> [Description of the task]: Your response should consist of the data that follows, repeated in full without alteration.

------ Records supplied

PR #3026, opened 2025-10-07
chore: 🤖 update tmp package to 0.2.5

cameronperera:
# Description

## Checklist

## PCI review checklist

### DIFF
--- a/pnpm-lock.yaml
+++ b/pnpm-lock.yaml
@@ -8747,8 +8747,8 @@ packages:
     resolution: {integrity: sha512-J7Z2K08jbGcdA1kkQpJSqLF6T0tdQqpR2pnSUXsIchbPdTI9v3e85cLW0d6WDhwuAleOV71j2xWs8qMPfK7nKw==}
     engines: {node: '>=6'}
 
-  tmp@0.2.3:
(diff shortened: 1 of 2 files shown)


hashicc:
Looks like the test release failed on signing without the right format for the tag.

If you check with `pnpm why -r tmp` it looks like we still have plenty of `tmp` versions that are left not upgraded. I think we might need to add a manual resolution to force a later version in the root `package.json` and one in the `electron-app/package.json`.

------------

> [Output for this task]:
PR #3026, opened 2025-10-07
chore: 🤖 update tmp package to 0.2.5

cameronperera:
# Description

## Checklist

## PCI review checklist

### DIFF
--- a/pnpm-lock.yaml
+++ b/pnpm-lock.yaml
@@ -8747,8 +8747,8 @@ packages:
     resolution: {integrity: sha512-J7Z2K08jbGcdA1kkQpJSqLF6T0tdQqpR2pnSUXsIchbPdTI9v3e85cLW0d6WDhwuAleOV71j2xWs8qMPfK7nKw==}
     engines: {node: '>=6'}
 
-  tmp@0.2.3:
(diff shortened: 1 of 2 files shown)


hashicc:
Looks like the test release failed on signing without the right format for the tag.

If you check with `pnpm why -r tmp` it looks like we still have plenty of `tmp` versions that are left not upgraded. I think we might need to add a manual resolution to force a later version in the root `package.json` and one in the `electron-app/package.json`.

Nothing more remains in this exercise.